## EXTRACTED ENTRIES
PR #2826, opened 2021-02-08
Fix issue 2823. Guid data type suppport for Firebird data provider.

### LINKED ISSUE #2823: FirebirdSqlBuilder.BuildDataTypeFromDataType doesnt  handle Guid data type
By default DataType.Guid is converted to "Guid" string. But there is not Guid data type in Firebird, usually they use char(16) charset octets
Test:
```cs
		[Table]
		class TableWithGuid
		{
			[Column] public Guid Guid   { get; set; }			
			[Column] public string Data { get; set; }
		}

		[Test]
		public void CreateTableWithGuid([DataSources(false)] string context)
		{			
			using (var table = db.CreateLocalTable<TableWithGuid>())
			{
				var guid = Guid.NewGuid();
				table.Insert(() => new TableWithGuid { Guid = guid, Data = "My data" });
				Assert.AreEqual("My data", table.Where(x => x.Guid == guid).Select(x => x.Data).First());
			}
		}
```
Failed with exception
```
    FirebirdSql.Data.FirebirdClient.FbException : unsuccessful metadata update
    CREATE TABLE TABLEWITHGUID failed
    SQL error code = -607
    Invalid command
    **Specified domain or source column GUID does not exist**
```

Fix:
add to FirebirdSqlBuilder.BuildDataTypeFromDataType(SqlDataType type, bool forCreateTable)
```cs
case DataType.Guid: StringBuilder.Append("CHAR(16) CHARACTER SET OCTETS"); break;
```

### LINKED ISSUE #2833: [Firebird] Guid literal generation (ValueToSqlConverter)
Current behavior:
```cs
db.InlineParameters = true;
var guid = Guid.NewGuid(); 
db.MyTable.Insert(() => new MyTable { GuidValue = guid });
``` 
will generate
```sql
INSERT INTO MyTable
(
	GuidValue
)
VALUES
(
	'b999f87c-fcc0-4858-b155-264205d8c36a'
)
```
It would be nice to generate native format, something like 

```sql
INSERT INTO MyTable
(
	GuidValue
)
VALUES
(
	X'48DE4C2A3FFF422DABB48357FF84E27F'
)
```
but it's breaking change!
Is it OK to add flag to FirebirdConfiguration ??
```
/// <summary>
/// Specifies how linq2db stored Guids. If true then GUIDs enforced stored as strings
/// </summary>
public static bool IsGuidEncodedAsString { get; set; } = true;
```
IsGuidEncodedAsString = true means old behavior, 

| IsGuidEncodedAsString 	| DataType 	| Result SQL value                       	|
|:---------------------:	|----------	|----------------------------------------	|
| true                  	| any      	| 'b999f87c-fcc0-4858-b155-264205d8c36a' 	|
| false                 	| Guid     	| X'48DE4C2A3FFF422DABB48357FF84E27F'    	|
| false                 	| != Guid  	| 'b999f87c-fcc0-4858-b155-264205d8c36a' 	|

jack128:
Fix #2823
Fix #2833


dnfadmin:
[CLA assistant check](https://cla.dotnetfoundation.org/linq2db/linq2db?pullRequest=2826) <br/>Thank you for your submission, we really appreciate it. Like many open source projects, we ask that you sign our [Contributor License Agreement](https://cla.dotnetfoundation.org/linq2db/linq2db?pullRequest=2826) before we can accept your contribution.<br/><br/>:x: jack128 [sign now](https://cla.dotnetfoundation.org/linq2db/linq2db?pullRequest=2826)<br/><sub>You have signed the CLA already but the status is still pending? Let us [recheck](https://cla.dotnetfoundation.org/check/linq2db/linq2db?pullRequest=2826) it.</sub>

Source/LinqToDB/DataProvider/Firebird/FirebirdSqlBuilder.cs
```diff
@@ -122,6 +122,8 @@ protected override void BuildDataTypeFromDataType(SqlDataType type, bool forCrea
 
 					StringBuilder.Append(" CHARACTER SET UNICODE_FSS");
 					                                                                                      break;
+
+				case DataType.Guid: StringBuilder.Append("CHAR(16) CHARACTER SET OCTETS");                break;
```
MaceWindu, line 126: note to other reviewers: this is correct type for GUID in firebird, e.g. see https://firebirdsql.org/refdocs/langrefupd25-intfunc-gen_uuid.html

Tests/Linq/Linq/IssueTests.cs
```diff
@@ -691,6 +691,25 @@ void Query(bool isNull)
 			return isNull ? (short?)null : 1234;
 		}
 
+		[Test]
+		public void Issue2823Guid([DataSources(false, ProviderName.AccessOdbc)] string context)
```
MaceWindu, line 695: please fix data sources attribute to [IncludeDataSources(true, TestProvName.AllFirebird)]

MaceWindu (changes requested):
Thanks! Just fix providers used for test

Tests/Linq/Linq/IssueTests.cs
```diff
@@ -691,6 +691,25 @@ void Query(bool isNull)
 			return isNull ? (short?)null : 1234;
 		}
 
+		[Test]
+		public void Issue2823Guid([IncludeDataSources(true, TestProvName.AllFirebird)] string context)
```
MaceWindu, line 695:
```suggestion
		public void Issue2823Guid([IncludeDataSources(true, TestProvName.AllFirebird)] string context, [Values] bool useParameters)
```

Tests/Linq/Linq/IssueTests.cs
```diff
@@ -691,6 +691,25 @@ void Query(bool isNull)
...
+		{
+			using(var db = GetDataContext(context))
+			using(var table = db.CreateLocalTable<TableWithGuid>())
+			{
+				var guid = Guid.NewGuid();
```
MaceWindu, line 700:
```suggestion
				db.InlineParameters = !useParameters;
				var guid = Guid.NewGuid();
```

MaceWindu (approved):
Not directly related, but would be nice to add literal generation for guid. I've added suggested changes to test, so if you want to implement it - check `SetValueToSqlConverter` calls in `FirebirdMappingSchema`

Tests/Linq/Linq/IssueTests.cs
jack128: Well, there is a mess with GUIDs in FB NET Provider due that issue http://tracker.firebirdsql.org/browse/DNET-509, so that will be not so easy. I will try in days.

MaceWindu: ... I see it's quite popular issue when there is no database type for guid and binary used. microsoft sqlite provider also was hit by it :smile:

jack128: No, I will create new issue for discussion and separated PR, it's too complex theme.

Source/LinqToDB/DataProvider/Firebird/FirebirdMappingSchema.cs
```diff
@@ -27,6 +28,13 @@ protected FirebirdMappingSchema(string configuration) : base(configuration)
 			SetValueToSqlConverter(typeof(byte[])  , (sb, dt, v) => ConvertBinaryToSql(sb, (byte[])v));
 			SetValueToSqlConverter(typeof(Binary)  , (sb, dt, v) => ConvertBinaryToSql(sb, ((Binary)v).ToArray()));
 			SetValueToSqlConverter(typeof(DateTime), (sb, dt, v) => BuildDateTime(sb, dt, (DateTime)v));
+			SetValueToSqlConverter(typeof(Guid)    , (sb, dt, v) => ConvertGuidToSql(sb, dt, (Guid)v));
+		}
+
+		static FirebirdMappingSchema()
+		{
+			var fbConnectionType = FirebirdProviderAdapter.GetInstance().ConnectionType;
+			_useLegacyGuidEncoding = (fbConnectionType.Assembly is Assembly assembly) && (assembly.GetName().Version < new Version(6, 0, 0, 0));
```
MaceWindu, line 37: This is not a correct way to initialize schema with version-specific behavior.
1. version load should be done in provider adapter (`FirebirdProviderAdapter`)
2. provider instance should configure schema on creation based on version. Check how some other providers do it. E.g. `InformixDataProvider` - they create mapping schema as concatenation of static schema instance and schema with version-specific configuration created by adapter

MaceWindu (changes requested):

Source/LinqToDB/DataProvider/Firebird/FirebirdMappingSchema.cs
jack128: Fixed

MaceWindu:
Plan to review it later this week and include into 4.0 preview 1

MaceWindu:
@jack128 
I've decided to remove workaround for client < 6 as:
- it was applied to literal generation, but from issue description I see that problem is not here but in incorrect read logic. This means we will write incorrect data into database (not talking about situation when user update client)
- even v6 client is quite old and I don't think users should expect seamless work of pre-v6 client

If we really want to fix it on our side, we should register custom reader expression, which will reverse bits after we get data from provider. But don't think it worth doing it now without request from user.

MaceWindu (approved):

Source/LinqToDB/DataProvider/Firebird/FirebirdSqlBuilder.cs
viceroypenguin: Note is accurate. Can we add comment here in code for future reviewers who don't look at this PR specifically?

viceroypenguin (approved):

sdanyliv (approved):

PR #2829, opened 2021-02-09
 Fix for #2800. Added additional check for null comparison.

### LINKED ISSUE #845: Possibly wrong SQL with ExpressionPredicate
First I must say that the final result is working as expected. But when I tried to see generated SQL through _SQL Server Profiler_ I think that it have unnecessary _NOT Boolean_ expression.

This is my ExpressionPredicate
`public static Expression<Func<Employee, Department, bool>> DepartmentPredicate => ( e, d ) => e.DepartmentId == d.DepartmentId && !d.Deleted;`

And this is generated SQL
```
SELECT
*
FROM
    [Common].[Employee] [t4]
    LEFT JOIN [Common].[Department] [t1] ON [t4].[DepartmentId] = [t1].[DepartmentId] AND NOT (1 = [t1].[Deleted])
```
Notice `NOT (1 = [t1].[Deleted])`.
I think this should be `0 = [t1].[Deleted]`.

Any thoughts on this?

### Environment details
linq2db version: *1.9.0*  
Database Server: *SQL Server*  
Framework version: *.NET Framework 4.6.1*

### LINKED ISSUE #2800: ExpressionMethod Exception on SQLite - No change on Oracle
The given ``` ExpressionMethod``` produces an exception on SQLite with null
```  carTable.Where(x => x.FilterBySpecialString(null)).ToList();```
but it works for false and true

## EXERCISE DETAILS
For each line above that contains the word "viceroypenguin", give the line as it is written.

## RESPONSE TO THIS TASK
viceroypenguin: Note is accurate. Can we add comment here in code for future reviewers who don't look at this PR specifically?
viceroypenguin (approved):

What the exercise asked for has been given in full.